--- Instructions to follow ---
What lines of the data below include the word "also"? Report them by copying each.

---------- Task material ----------

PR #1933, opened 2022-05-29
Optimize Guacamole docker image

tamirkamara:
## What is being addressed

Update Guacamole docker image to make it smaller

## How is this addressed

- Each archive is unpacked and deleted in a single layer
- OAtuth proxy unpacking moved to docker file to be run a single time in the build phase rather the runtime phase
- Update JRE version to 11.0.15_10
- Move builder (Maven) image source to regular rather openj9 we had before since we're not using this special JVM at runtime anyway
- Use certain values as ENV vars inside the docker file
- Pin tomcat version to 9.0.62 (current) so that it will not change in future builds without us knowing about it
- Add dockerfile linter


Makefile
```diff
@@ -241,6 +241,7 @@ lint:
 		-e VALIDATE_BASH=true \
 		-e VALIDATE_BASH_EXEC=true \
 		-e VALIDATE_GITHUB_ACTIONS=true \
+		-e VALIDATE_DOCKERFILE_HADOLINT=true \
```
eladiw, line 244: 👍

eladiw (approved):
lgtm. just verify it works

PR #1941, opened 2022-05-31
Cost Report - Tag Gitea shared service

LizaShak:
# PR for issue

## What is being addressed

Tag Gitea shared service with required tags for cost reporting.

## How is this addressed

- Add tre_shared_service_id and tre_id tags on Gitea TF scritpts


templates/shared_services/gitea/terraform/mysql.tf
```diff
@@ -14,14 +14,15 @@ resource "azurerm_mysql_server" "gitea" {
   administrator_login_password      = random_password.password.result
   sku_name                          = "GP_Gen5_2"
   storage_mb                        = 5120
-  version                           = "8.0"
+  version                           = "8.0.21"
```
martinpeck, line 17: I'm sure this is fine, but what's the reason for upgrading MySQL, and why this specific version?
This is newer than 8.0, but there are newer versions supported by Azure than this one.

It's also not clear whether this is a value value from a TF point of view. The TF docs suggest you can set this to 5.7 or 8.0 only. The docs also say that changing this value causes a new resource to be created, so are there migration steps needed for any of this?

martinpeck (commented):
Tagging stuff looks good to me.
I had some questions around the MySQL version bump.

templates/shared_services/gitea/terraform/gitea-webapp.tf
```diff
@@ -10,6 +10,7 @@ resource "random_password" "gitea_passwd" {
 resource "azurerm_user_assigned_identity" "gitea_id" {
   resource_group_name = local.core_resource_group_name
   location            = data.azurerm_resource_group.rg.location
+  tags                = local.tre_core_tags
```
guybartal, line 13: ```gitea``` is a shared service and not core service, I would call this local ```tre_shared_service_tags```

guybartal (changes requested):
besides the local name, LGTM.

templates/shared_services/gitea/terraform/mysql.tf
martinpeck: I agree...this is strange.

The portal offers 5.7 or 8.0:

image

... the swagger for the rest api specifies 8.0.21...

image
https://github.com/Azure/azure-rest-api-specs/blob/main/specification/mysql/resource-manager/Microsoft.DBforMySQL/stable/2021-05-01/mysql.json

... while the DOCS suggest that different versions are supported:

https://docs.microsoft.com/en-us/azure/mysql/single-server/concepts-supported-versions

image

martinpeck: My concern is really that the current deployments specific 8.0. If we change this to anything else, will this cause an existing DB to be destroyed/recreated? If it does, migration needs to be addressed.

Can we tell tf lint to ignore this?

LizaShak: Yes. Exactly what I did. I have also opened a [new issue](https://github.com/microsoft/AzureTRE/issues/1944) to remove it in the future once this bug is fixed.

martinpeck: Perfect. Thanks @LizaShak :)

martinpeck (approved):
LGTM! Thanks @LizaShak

----------

--- Solved exercise ---
It's also not clear whether this is a value value from a TF point of view. The TF docs suggest you can set this to 5.7 or 8.0 only. The docs also say that changing this value causes a new resource to be created, so are there migration steps needed for any of this?
LizaShak: Yes. Exactly what I did. I have also opened a [new issue](https://github.com/microsoft/AzureTRE/issues/1944) to remove it in the future once this bug is fixed.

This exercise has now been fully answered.